■ Task brief: Of all the entries below, retype only the lines from the one with "PR #787, opened 2022-10-30" through the one with "union to support", exactly as they appear.

########

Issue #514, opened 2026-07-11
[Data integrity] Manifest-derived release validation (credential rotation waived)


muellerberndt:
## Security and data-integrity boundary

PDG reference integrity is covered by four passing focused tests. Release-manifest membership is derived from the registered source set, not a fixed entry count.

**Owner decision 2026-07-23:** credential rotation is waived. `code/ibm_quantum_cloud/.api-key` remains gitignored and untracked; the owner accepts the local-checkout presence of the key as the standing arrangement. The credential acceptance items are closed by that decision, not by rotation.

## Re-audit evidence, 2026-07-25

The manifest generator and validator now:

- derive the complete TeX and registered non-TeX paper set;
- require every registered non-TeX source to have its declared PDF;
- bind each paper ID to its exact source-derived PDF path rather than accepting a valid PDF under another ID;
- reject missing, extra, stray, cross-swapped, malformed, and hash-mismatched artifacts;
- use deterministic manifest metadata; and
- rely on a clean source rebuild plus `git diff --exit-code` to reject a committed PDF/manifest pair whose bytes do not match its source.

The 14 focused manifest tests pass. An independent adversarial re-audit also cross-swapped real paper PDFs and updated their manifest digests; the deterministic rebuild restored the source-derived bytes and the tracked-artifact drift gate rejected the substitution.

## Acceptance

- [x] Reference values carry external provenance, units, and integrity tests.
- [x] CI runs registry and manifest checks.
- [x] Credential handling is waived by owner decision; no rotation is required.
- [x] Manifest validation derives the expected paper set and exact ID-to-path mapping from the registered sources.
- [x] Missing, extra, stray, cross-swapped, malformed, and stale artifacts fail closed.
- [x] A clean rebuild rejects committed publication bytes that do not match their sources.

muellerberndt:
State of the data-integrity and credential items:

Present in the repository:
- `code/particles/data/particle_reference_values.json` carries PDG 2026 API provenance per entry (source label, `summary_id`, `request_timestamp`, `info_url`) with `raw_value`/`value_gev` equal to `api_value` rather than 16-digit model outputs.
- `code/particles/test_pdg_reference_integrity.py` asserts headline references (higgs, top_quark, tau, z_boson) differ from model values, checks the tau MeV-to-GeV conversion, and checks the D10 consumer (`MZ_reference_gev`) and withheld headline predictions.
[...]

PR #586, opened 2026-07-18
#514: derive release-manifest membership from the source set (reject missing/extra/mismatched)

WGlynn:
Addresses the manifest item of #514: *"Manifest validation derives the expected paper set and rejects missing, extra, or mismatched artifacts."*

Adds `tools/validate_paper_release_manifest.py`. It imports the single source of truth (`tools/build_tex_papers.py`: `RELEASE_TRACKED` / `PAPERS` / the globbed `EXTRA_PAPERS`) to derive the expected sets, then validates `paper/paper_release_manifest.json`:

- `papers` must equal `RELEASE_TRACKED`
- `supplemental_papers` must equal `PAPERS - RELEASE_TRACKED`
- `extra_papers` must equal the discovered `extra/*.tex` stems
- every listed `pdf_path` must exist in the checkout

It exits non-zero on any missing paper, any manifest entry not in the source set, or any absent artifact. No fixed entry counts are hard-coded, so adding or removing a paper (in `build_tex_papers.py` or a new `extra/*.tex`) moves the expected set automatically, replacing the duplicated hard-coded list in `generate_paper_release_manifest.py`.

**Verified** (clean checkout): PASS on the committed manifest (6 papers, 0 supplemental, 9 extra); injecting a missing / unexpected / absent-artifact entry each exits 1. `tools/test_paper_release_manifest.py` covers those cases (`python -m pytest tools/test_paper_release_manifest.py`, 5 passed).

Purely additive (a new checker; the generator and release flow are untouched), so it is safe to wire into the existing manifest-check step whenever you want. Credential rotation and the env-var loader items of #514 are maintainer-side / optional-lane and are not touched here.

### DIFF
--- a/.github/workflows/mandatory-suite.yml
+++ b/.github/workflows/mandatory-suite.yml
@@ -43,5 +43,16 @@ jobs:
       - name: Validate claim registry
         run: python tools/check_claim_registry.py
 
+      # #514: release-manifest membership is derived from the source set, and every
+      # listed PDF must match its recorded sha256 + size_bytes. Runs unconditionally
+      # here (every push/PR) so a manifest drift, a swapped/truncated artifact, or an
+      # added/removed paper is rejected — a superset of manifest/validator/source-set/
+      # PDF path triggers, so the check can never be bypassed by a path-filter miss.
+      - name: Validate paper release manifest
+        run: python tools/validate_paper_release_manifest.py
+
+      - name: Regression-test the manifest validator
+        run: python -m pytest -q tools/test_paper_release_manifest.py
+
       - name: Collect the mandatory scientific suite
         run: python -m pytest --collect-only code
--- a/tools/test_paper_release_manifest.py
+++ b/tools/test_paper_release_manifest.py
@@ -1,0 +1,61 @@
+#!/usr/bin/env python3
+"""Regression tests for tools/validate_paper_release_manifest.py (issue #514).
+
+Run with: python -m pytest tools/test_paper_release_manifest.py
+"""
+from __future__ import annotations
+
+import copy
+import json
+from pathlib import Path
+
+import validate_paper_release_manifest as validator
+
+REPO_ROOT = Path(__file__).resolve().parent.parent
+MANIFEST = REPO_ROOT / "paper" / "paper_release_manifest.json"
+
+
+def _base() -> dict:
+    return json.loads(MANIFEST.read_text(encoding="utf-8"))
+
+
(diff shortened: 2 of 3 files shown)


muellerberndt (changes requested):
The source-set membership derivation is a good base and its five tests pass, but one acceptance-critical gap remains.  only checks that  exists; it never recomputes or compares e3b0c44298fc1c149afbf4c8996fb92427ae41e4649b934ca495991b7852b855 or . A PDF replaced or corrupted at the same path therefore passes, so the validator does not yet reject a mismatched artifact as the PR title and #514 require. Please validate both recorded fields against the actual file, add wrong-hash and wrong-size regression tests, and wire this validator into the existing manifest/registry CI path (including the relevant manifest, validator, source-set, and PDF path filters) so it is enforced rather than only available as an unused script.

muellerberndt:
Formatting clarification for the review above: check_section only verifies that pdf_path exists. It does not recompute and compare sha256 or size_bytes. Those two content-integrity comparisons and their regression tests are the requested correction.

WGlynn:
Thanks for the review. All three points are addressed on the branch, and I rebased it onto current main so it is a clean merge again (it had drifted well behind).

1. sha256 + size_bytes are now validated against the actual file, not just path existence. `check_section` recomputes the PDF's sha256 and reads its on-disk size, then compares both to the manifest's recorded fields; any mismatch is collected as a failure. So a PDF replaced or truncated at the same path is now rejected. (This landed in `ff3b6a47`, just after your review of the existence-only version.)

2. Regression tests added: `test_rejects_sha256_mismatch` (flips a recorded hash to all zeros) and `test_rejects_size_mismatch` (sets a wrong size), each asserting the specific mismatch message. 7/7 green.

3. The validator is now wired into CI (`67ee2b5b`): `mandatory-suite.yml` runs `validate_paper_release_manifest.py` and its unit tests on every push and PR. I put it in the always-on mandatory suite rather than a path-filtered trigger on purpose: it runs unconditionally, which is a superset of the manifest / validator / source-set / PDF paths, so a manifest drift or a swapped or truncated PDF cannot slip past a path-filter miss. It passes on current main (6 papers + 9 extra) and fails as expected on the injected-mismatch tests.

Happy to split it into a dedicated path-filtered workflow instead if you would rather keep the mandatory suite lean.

########

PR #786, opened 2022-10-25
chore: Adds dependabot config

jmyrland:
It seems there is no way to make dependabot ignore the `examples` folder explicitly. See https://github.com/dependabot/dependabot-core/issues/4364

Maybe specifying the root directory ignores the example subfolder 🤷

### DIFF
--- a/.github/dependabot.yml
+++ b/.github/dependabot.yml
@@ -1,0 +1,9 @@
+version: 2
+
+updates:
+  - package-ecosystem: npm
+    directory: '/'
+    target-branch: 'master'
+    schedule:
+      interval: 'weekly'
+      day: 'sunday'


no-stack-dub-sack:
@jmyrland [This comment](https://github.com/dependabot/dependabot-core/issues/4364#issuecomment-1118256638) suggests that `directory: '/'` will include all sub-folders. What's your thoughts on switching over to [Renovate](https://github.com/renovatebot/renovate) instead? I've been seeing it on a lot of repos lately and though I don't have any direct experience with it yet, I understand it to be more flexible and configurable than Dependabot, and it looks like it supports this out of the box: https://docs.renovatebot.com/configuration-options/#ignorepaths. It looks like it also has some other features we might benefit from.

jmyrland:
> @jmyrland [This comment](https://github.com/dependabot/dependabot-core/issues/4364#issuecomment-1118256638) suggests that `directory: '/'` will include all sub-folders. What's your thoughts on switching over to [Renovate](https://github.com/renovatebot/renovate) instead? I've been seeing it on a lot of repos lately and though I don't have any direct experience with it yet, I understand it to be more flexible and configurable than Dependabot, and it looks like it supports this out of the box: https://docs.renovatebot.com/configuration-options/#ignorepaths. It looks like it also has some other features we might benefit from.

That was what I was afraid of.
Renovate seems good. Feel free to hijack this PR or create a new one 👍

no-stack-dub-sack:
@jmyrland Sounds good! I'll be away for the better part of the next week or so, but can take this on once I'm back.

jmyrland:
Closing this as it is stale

########

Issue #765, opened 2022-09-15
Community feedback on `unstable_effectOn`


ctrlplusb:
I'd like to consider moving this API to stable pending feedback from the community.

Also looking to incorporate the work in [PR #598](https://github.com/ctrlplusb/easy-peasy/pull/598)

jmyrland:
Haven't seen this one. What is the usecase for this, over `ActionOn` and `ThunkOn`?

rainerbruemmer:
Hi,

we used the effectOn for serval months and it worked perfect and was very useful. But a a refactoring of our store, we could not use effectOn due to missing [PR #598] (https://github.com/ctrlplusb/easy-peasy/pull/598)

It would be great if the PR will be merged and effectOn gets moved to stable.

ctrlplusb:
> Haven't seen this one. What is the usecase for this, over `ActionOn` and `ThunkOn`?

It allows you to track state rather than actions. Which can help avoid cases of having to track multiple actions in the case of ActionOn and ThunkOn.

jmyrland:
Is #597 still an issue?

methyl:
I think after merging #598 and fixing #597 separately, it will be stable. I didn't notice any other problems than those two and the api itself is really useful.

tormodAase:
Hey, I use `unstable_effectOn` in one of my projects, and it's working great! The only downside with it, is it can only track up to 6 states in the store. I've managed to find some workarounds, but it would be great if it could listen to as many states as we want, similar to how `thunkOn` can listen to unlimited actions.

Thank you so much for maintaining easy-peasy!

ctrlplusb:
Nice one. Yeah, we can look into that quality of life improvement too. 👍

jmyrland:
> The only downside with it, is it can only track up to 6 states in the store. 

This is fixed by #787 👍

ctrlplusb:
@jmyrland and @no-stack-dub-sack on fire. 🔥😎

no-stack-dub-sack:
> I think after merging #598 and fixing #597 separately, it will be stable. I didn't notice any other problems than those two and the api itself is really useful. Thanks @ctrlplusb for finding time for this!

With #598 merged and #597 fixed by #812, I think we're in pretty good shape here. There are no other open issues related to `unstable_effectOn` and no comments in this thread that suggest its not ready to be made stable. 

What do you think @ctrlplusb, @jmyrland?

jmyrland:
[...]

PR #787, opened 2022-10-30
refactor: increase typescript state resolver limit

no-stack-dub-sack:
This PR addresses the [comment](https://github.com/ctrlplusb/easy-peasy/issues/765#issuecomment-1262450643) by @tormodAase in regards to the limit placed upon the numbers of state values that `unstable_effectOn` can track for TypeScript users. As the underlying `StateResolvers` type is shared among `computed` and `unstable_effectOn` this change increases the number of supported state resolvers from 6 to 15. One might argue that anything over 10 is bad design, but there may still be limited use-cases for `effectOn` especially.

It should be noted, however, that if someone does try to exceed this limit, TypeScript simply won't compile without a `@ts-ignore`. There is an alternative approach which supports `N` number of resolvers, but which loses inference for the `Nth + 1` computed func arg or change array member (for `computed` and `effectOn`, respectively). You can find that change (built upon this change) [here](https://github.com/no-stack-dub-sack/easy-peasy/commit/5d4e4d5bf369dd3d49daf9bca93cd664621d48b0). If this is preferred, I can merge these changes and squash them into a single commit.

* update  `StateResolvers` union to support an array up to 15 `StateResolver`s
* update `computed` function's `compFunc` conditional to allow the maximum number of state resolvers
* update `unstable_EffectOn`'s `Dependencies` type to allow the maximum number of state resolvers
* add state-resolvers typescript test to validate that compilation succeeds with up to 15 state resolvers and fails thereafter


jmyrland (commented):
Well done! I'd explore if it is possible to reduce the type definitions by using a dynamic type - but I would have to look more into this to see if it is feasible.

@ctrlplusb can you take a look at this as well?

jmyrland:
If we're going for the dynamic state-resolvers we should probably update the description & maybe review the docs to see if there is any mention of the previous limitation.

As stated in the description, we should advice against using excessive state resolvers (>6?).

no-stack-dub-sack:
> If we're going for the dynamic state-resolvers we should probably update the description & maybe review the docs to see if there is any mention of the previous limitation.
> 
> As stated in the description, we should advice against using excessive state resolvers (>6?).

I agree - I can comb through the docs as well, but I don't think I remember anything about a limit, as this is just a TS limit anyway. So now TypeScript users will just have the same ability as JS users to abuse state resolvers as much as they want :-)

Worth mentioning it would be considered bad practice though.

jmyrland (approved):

########

■ Task solution:
PR #787, opened 2022-10-30
refactor: increase typescript state resolver limit

no-stack-dub-sack:
This PR addresses the [comment](https://github.com/ctrlplusb/easy-peasy/issues/765#issuecomment-1262450643) by @tormodAase in regards to the limit placed upon the numbers of state values that `unstable_effectOn` can track for TypeScript users. As the underlying `StateResolvers` type is shared among `computed` and `unstable_effectOn` this change increases the number of supported state resolvers from 6 to 15. One might argue that anything over 10 is bad design, but there may still be limited use-cases for `effectOn` especially.

It should be noted, however, that if someone does try to exceed this limit, TypeScript simply won't compile without a `@ts-ignore`. There is an alternative approach which supports `N` number of resolvers, but which loses inference for the `Nth + 1` computed func arg or change array member (for `computed` and `effectOn`, respectively). You can find that change (built upon this change) [here](https://github.com/no-stack-dub-sack/easy-peasy/commit/5d4e4d5bf369dd3d49daf9bca93cd664621d48b0). If this is preferred, I can merge these changes and squash them into a single commit.

* update  `StateResolvers` union to support an array up to 15 `StateResolver`s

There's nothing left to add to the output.